• [Work to be completed] For the entries below, count the lines that contain the word "branan" and reply with that number only.
*** Exercise data Section Begins ***
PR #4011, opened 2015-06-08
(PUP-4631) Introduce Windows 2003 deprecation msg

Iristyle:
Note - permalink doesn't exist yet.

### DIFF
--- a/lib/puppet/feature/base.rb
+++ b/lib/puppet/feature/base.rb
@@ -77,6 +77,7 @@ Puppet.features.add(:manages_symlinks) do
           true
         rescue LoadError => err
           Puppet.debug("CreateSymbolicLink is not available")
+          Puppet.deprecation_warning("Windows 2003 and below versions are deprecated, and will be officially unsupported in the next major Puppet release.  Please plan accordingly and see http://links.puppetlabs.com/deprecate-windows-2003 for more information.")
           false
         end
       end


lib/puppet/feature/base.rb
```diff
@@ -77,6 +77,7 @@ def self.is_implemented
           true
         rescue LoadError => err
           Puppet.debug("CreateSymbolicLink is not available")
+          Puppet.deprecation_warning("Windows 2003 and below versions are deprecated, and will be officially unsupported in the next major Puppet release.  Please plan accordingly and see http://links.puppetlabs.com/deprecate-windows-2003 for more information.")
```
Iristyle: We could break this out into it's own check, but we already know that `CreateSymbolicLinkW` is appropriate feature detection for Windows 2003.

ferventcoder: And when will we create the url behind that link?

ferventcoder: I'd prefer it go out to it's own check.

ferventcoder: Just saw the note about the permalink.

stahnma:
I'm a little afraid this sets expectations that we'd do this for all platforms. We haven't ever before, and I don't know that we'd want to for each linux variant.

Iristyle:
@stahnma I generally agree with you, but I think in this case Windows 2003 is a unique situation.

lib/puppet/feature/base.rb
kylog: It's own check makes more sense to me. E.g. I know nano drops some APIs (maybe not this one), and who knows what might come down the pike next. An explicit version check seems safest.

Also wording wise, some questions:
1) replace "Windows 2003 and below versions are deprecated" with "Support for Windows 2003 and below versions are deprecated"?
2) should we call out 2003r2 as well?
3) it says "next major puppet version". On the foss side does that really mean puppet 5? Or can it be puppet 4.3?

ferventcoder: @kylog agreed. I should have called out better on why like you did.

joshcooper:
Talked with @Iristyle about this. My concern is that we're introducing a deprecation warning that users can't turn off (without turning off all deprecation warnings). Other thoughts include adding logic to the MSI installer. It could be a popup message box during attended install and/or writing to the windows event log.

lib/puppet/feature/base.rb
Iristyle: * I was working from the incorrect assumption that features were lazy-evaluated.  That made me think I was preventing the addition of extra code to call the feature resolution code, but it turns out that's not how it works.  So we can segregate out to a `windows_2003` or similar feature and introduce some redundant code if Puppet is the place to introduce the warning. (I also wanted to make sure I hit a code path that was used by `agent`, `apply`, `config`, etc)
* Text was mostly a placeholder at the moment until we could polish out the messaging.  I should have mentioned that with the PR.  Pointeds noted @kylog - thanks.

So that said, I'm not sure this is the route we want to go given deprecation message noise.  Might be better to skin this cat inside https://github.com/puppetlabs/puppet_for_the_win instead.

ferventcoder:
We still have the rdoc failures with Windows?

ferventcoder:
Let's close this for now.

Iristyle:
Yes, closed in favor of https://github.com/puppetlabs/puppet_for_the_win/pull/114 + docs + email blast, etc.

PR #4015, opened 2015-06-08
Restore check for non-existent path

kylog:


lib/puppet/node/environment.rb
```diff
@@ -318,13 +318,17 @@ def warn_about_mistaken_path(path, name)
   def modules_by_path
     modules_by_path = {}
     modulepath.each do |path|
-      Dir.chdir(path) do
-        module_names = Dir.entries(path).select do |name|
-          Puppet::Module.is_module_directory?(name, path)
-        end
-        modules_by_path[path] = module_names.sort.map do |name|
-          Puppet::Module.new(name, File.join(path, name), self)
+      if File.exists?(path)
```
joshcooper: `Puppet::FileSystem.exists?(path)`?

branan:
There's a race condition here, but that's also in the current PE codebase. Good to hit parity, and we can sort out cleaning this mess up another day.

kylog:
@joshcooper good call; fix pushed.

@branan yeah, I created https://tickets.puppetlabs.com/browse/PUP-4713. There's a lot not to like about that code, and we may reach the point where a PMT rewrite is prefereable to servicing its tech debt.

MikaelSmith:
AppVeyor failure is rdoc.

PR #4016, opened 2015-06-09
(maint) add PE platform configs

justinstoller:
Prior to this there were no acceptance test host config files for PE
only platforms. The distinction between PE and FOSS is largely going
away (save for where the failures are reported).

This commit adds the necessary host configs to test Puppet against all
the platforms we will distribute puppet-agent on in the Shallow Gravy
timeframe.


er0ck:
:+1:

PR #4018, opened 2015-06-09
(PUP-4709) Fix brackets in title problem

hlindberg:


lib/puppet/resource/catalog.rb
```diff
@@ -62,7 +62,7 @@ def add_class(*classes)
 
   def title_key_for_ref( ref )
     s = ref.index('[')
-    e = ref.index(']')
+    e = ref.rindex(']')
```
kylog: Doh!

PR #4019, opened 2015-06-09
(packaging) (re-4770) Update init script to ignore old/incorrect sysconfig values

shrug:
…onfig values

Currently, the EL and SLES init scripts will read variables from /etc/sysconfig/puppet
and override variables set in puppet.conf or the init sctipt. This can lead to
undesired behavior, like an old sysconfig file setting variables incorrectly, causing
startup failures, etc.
*** Exercise data Section Ends ***
• [Solution below] 2